The Turán number for a graph H, denoted by \(\text {ex}(n,H)\), is the maximum number of edges in any simple graph with n vertices which doesn’t contain H as a subgraph. In this paper we find the lower and upper bounds for \(\text { ex}(n,W_{2t+1})\). We show that if \(n\ge 4t\), then \(\text { ex}(n,W_{2t+1})\ge \left\lfloor \lfloor \frac{2n+t}{4}\rfloor (n+\frac{t-1}{2}-\lfloor \frac{2n+t}{4}\rfloor )\right\rfloor +1.\) We also show that for sufficiently large n and \(t\ge 5\), \(\text { ex}(n,W_{2t+1})\le \frac{ n^2 }{4}+{t-1\over 2}n\). Moreover we find the exact value of the Turán number for \(W_9\). That is, we show that for sufficiently large n, \(\text { ex}(n,W_9)= \lfloor \frac{n^2}{4}\rfloor +\lceil \frac{3}{4}n\rceil +1\).

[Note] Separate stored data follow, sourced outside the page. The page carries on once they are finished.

PR #1238, opened 2025-09-20
Add lint rule to catch cases of missing exports in index.d.ts

sindresorhus:
To prevent https://github.com/sindresorhus/type-fest/commit/4f9c248b5729e1d1d2735dae5ec7922d1c70ba3a in the future.

For types that we export from one file and is internally in othre files, we just prefix with underscore to make it immediately clear it's an internal type.

### DIFF
--- a/lint-rules/require-exported-types.js
+++ b/lint-rules/require-exported-types.js
@@ -1,0 +1,160 @@
+import path from 'node:path';
+import fs from 'node:fs';
+
+/**
+Cache for index exports to avoid repeated lookups
+*/
+const indexCache = new Map();
+
+export const requireExportedTypesRule = /** @type {const} */ ({
+	meta: {
+		type: 'suggestion',
+		docs: {
+			description: 'Enforce that exported types are also exported from index.d.ts',
+			category: 'Best Practices',
+			recommended: true,
+		},
+		messages: {
+			missingExport: 'Type `{{typeName}}` is exported from this file but not from index.d.ts. Add it to index.d.ts or use `// eslint-disable-next-line type-fest/require-exported-types` to ignore.',
+			noTypeInfo: 'Rule requires TypeScript type information. Configure `parserOptions.project` in your ESLint config.',
+		},
+		schema: [
+			{
+				type: 'object',
+				properties: {
+					indexFile: {
+						type: 'string',
+						description: 'Path to the index file (default: "index.d.ts")',
+					},
+				},
+				additionalProperties: false,
+			},
+		],
+	},
+	defaultOptions: [],
+	create(context) {
+		// Only run on TypeScript declaration files in source directory
+		const filename = context.filename ?? context.getFilename?.() ?? '';
+		if (!filename.includes('/source/') || !filename.endsWith('.d.ts')) {
+			return {};
+		}
+
+		// Skip internal files
+		if (filename.includes('/internal/')) {
+			return {};
+		}
+
+		const options = context.options?.[0] ?? {};
+		const indexFileName = options.indexFile ?? 'index.d.ts';
+
+		// Get TypeScript type-aware services
+		const parserServices = context.sourceCode?.parserServices;
+
+		// Type information is required for this rule
+		if (!parserServices?.program || !parserServices?.esTreeNodeToTSNodeMap) {
+			// Report once per file that type information is required
+			return {
+				'Program'(node) {
+					context.report({
+						node,
+						messageId: 'noTypeInfo',
+					});
+				},
+			};
+		}
+
+		const {program} = parserServices;
+		const checker = program.getTypeChecker();
+
+		// Find project root
+		let projectRoot = path.dirname(filename);
+		while (projectRoot !== path.dirname(projectRoot)) {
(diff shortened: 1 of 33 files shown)


som-sm:
@sindresorhus The error doesn't go away even after exporting the type from `index.d.ts`. Probably happens because once the exports from `index.d.ts` are cached, the cache is never refreshed — or maybe I am missing something.

https://github.com/user-attachments/assets/9c1f8c5b-917f-4a67-93e0-0b49620482bc

sindresorhus:
Should work better now.

som-sm:
> Should work better now.

I see that you removed the caching completely. I was wondering if we could have done something like this instead:
```js
Program() {
	if (path.basename(filename) === 'index.d.ts') {
		// Burst cache
	}
},
```

lint-rules/require-exported-types.js
```diff
@@ -0,0 +1,142 @@
...
+				},
+				additionalProperties: false,
+			},
+		],
+	},
+	defaultOptions: [],
+	create(context) {
+		// Only run on TypeScript declaration files in source directory
+		// Convert to forward slashes for consistent path checking across platforms
+		const filename = (context.filename ?? context.getFilename?.() ?? '').replaceAll('\\', '/');
```
som-sm:
```suggestion
		const filename = context.filename.replaceAll('\\', '/');
```

lint-rules/require-exported-types.js
```diff
@@ -0,0 +1,142 @@
...
+		// Skip internal files
+		if (filename.includes('/internal/')) {
+			return {};
+		}
+
+		const options = context.options?.[0] ?? {};
+		const indexFileName = options.indexFile ?? 'index.d.ts';
+
+		// Get TypeScript type-aware services
+		const parserServices = context.sourceCode?.parserServices;
```
som-sm:
```suggestion
		const parserServices = context.sourceCode.parserServices;
```

lint-rules/require-exported-types.js
```diff
@@ -0,0 +1,142 @@
...
+
+		// Type information is required for this rule
+		if (!parserServices?.program || !parserServices?.esTreeNodeToTSNodeMap) {
```
som-sm, line 51:
```suggestion
		if (!parserServices?.program || !parserServices.esTreeNodeToTSNodeMap) {
```

lint-rules/require-exported-types.js
```diff
@@ -0,0 +1,142 @@
...
+
+			// Skip types starting with underscore (internal/private convention)
+			if (typeName.startsWith('_')) {
+				return;
+			}
+
+			// Skip if inside declare namespace
+			const ancestors = context.sourceCode.getAncestors(node);
+			const isInsideDeclareNamespace = ancestors.some(ancestor =>
+				ancestor.type === 'TSModuleDeclaration' && ancestor.declare === true,
```
som-sm:
```suggestion
				ancestor.type === 'TSModuleDeclaration' && ancestor.declare,
```

som-sm:
Also, just realised that there are some types that do not export their options, but their options are still being exported from `index.d.ts`. It seems to work, but is kinda weird.

https://github.com/sindresorhus/type-fest/blob/5af60a1330c304eae03765299281ce08710aa323/source/replace.d.ts#L3
https://github.com/sindresorhus/type-fest/blob/5af60a1330c304eae03765299281ce08710aa323/index.d.ts#L182

sindresorhus:
> I see that you removed the caching completely.

I plan to look into caching later. It's not important enough to do right now.

sindresorhus:
> Also, just realised that there are some types that do not export their options, but their options are still being exported from index.d.ts. It seems to work, but is kinda weird.

This is really something we should report to TypeScript. It should not allow using unexported types when in ESM mode.

som-sm:
> This is really something we should report to TypeScript. It should not allow using unexported types when in ESM mode.

Yeah, true, we have bumped into this a couple of times now.

som-sm (approved):

som-sm:
I was trying to extend this lint rule to also check if all the exports from `index.d.ts` are actually being exported from their respective source files as well. While doing so, I realised that the `getExportsOfModule` API returns non-exports as well, for example:

```ts
// remove-prefix.d.ts
type RemovePrefix = ...;
export type RemovePrefix = ...;
```

If we call `getExportsOfModule` on `remove-prefix.d.ts`, it returns back both `RemovePrefixOptions` and `RemovePrefix`, even though `RemovePrefixOptions` is not exported. So, looks like it's not treating `remove-prefix.d.ts` as a module.

<hr>

So, I simply added a `export {}` at the end of `remove-prefix.d.ts`, and it seemed to fix the issue. Now, if we try to import something that isn't being exported, we get an error.
image

@sindresorhus Is this information of any use?

som-sm:
> This is really something we should report to TypeScript. It should not allow using unexported types when in ESM mode.

Looks like this is the intended behaviour, refer https://github.com/microsoft/TypeScript/issues/57764.

sindresorhus:
https://github.com/sindresorhus/type-fest/pull/1244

用\（\ text {ex}（n，H）\）表示的图H的Turán数是具有n个顶点且不包含H作为子图的任何简单图的最大边数。在本文中，我们找到\（\ text {ex}（n，W_ {2t + 1}）\）的上下限。我们证明如果\（n \ ge 4t \），则\（\ text {ex}（n，W_ {2t + 1}）\ ge \ left \ lfloor \ lfloor \ frac {2n + t} {4} \ rfloor（n + \ frac {t-1} {2}-\ lfloor \ frac {2n + t} {4} \ rfloor）\ right \ rfloor +1。\）我们也证明了对于足够大的n和\（t \ ge 5 \），\（\ text {ex}（n，W_ {2t + 1}）\ le \ frac {n ^ 2} {4} + {t-1 \ over 2} n \）。此外，我们找到\（W_9 \）的图兰数的确切值。也就是说，我们表明对于足够大的n，\（\ text {ex}（n，W_9）= \ lfloor \ frac {n ^ 2} {4} \ rfloor + \ lceil \ frac {3} {4} n \ rceil +1 \）。